What do you do?
First of all, be realistic. While a private GRE verbal or math tutor can help, you’re not going to raise your score by a huge margin in two weeks, excepting the case of a miracle. But there are things that you CAN do.
Take A(nother) Practice Test
First, before anything else, take a practice test. Even if you’ve taken one before, even if the test is in two days. Taking a practice familiarizes you with the format, time frame, and overall experience of the test you’re about to take. It also gives you something to work with, in the form of immediate diagnostic results. Use your results to determine where you need to put your focus. You don’t have a lot of time, so you need to isolate your weaknesses and attack them. You probably won’t be able to also spend time building up strengths or working equally on every section of the test. The practice will give you the best sense of what to prioritize when you only have time for the top priorities.
Be Aggressive about Vocabulary
The vocabulary-based sentence completion questions on GRE, as I’ve covered in a separate blog post, are hard. Mega-hard. Seriously hard. These problems are just gross. They’re extremely difficult, even if English is your field of study and you’ve been at the top of every class in English all your life and you’re taking the test to apply for prestigious graduate programs in Literature or Writing. Therefore, vocabulary is always a smart place to throw your focus when you have to pick only a couple areas to prepare. The key to vocabulary is studying it absolutely every day, religiously. Ideally, you should both collect vocabulary words from questions you missed in practice sections, and also use a secondary vocabulary list or app. Spend at least 30 minutes drilling vocabulary between when you take a practice test, and when you take the real test.

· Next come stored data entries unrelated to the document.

PR #3887, opened 2026-01-26
refactor!: goodbye magic

dignifiedquire:
Renames the remaining uses of magic to simpler versions. 

## Breaking Changes

- `Endpoint::magic_sock()` → `Endpoint::socket()`
-  `MagicsockMetrics` → `SocketMetrics`
- `EndpointMetrics::magicsock` → `EndpointMetrics::socket`
-  Metrics name `"magicsock"` → `"socket"`

### DIFF
--- a/iroh/src/socket.rs
+++ b/iroh/src/socket.rs
@@ -1932,15 +1932,15 @@ mod tests {
     #[traced_test]
     async fn test_direct_addresses() {
         let mut rng = rand_chacha::ChaCha8Rng::seed_from_u64(0u64);
-        let ms = Handle::new(default_options(&mut rng)).await.unwrap();
+        let sock = Handle::new(default_options(&mut rng)).await.unwrap();
 
         // See if we can get endpoints.
-        let eps0 = ms.ip_addrs().get();
+        let eps0 = sock.ip_addrs().get();
         info!("{eps0:?}");
         assert!(!eps0.is_empty());
 
         // Getting the endpoints again immediately should give the same results.
-        let eps1 = ms.ip_addrs().get();
+        let eps1 = sock.ip_addrs().get();
         info!("{eps1:?}");
         assert_eq!(eps0, eps1);
     }


iroh/src/endpoint/connection.rs
```diff
@@ -268,7 +268,7 @@ fn conn_from_quinn_conn(
         }
     };
 
-    // Register this connection with the magicsock.
+    // Register this connection with the socket.
     let fut = ep
         .msock
```
flub: Is this field name still apropriate? Should it be `sock` now?

iroh/src/socket.rs
```diff
@@ -1066,9 +1064,9 @@ enum ActorMessage {
 }
 
 struct Actor {
-    msock: Arc<MagicSock>,
+    msock: Arc<Socket>,
```
flub: `msock` here probably also the wrong field name.

iroh/src/socket/transports.rs
```diff
@@ -618,20 +618,20 @@ impl TransportsSender {
 /// knows about these and maps them back to the transport [`Addr`]s used by the wrapped
 /// [`Transports`].
 #[derive(Debug)]
-pub(crate) struct MagicTransport {
-    msock: Arc<MagicSock>,
+pub(crate) struct Transport {
```
flub, line 621: Can't say I'm wild about having `Transports` and `Transport`, in the same module even.

Given the first line of the doc comment, how about `MultipathMappedTransport`? Or something in that direction.

dignifiedquire: we already call them transports all the time, and have so for a while

iroh/src/socket.rs
dignifiedquire: done, `msock` -> `sock`

iroh/src/endpoint/connection.rs
dignifiedquire: done

iroh/src/socket/transports.rs
flub: transports are a thing that acts on a `transport::Addr`, this thing acts on a `SocketAddr`. I still think these names are way to close together, but whatever. We can rename this next time someone works on things around here.

PR #3890, opened 2026-01-27
refactor(iroh): move socket actor_sender out of shared socket state

Frando:
## Description

This is a tiny refactor without any functional changes. It moves the `actor_sender` to send messages to the socket actor out of the `Socket` struct and into the `Handle`. The `Socket` is shared between the actor task and the outside world. By moving the sender out of the socket, the actor can no longer send messages to itself. This is a good thing, because an actor sending to its own inbox is generally a footgun (can easily deadlock the channel). We don't do this, which is good and which this refactor reflects in the code.

## Change checklist

- [ ] Self-review.
- [ ] Tests if relevant.


Frando:
Rebased after #3841 was merged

Memorization is the Key to Math
Vocab is a good last-minute solution to the Verbal study because it’s memorization-based, and therefore in most cases, will yield results as long as you put in consistent time on it. Quant can approached in a similar way, one that can be thought as “Math Vocabulary.” There are certain equations, rules, and definitions that are tested again and again on the GRE. Memorizing these will make a huge amount of difference even if you struggle with Math and don’t have time to substantively improve your comprehension. Using a combination of practice problems and, ideally, a study guide, compile a list of equations, rules, and terms (the equation for the slope of a line, for example) and their definitions. If you can amass one double-sided page of this “Math Vocabulary” and memorize it cold, it is likely to make a significant difference to your score.
Up your reading level
On the passage-based reading sections, practicing these sections is important, but also, if you have a week or two before the test, you can improve your chances of doing well by incorporating reading into your schedule during the time between when you begin studying and the test. Set a page number you have to hit, make it realistic but higher than you’d like it to be, and read something that has an advanced level of complexity, such as The New Yorker, The Economist, The New York Times Magazine, etc. Non-fiction is far more useful than fiction, here, as the passages tend by and large to be non-fiction style and content. Make sure you make this reading practice a daily occurrence, and your ability to focus on and comprehend the passages on the GRE will likely improve. Think of this like working out the relevant muscles in the days leading up to a big game.
Psychology is as important as methodology
Control what you can control. You don’t have a lot of time, which means you need to figure out what you can control, and what those things are is going to be limited. You can’t gain full mastery of every question type, fix all your persistent errors, or guarantee a perfect score (sidenote: you can’t ever do that last one). But you can control a number of things, including how your own mental and emotional state affects your performance. You’re probably stressing out in the extreme. Find a way to stop. Practice relaxation strategies, both in the days leading up to the test as you prepare, and when you’re in the room taking it. Your methods for combatting anxiety should be as defined and concrete as the concepts, vocabulary words, and approaches you’ve memorized. Know what to do if your attention starts wandering, what to do if you start to panic, and what to do if a question seems impossible. The answer could be as simple as looking out the window, closing your eyes and counting backward from ten, or going on to the next problem. But know what the answer is so you don’t exacerbate your stress by having to fumble for it.
And finally...
Don’t do this. Don’t do this. Don’t leave your GRE preparation until the last minute if you can help it. Study methodically, and ideally, work with a private GRE tutor who can map out your strategies, teach you the concepts where your understanding is shaky, diagnose your strengths and weaknesses and create a plan of attack specifically suited to you.
Don’t do anything of the things in this post; do that instead. But if life happens and you can’t, everything above will help you out considerably.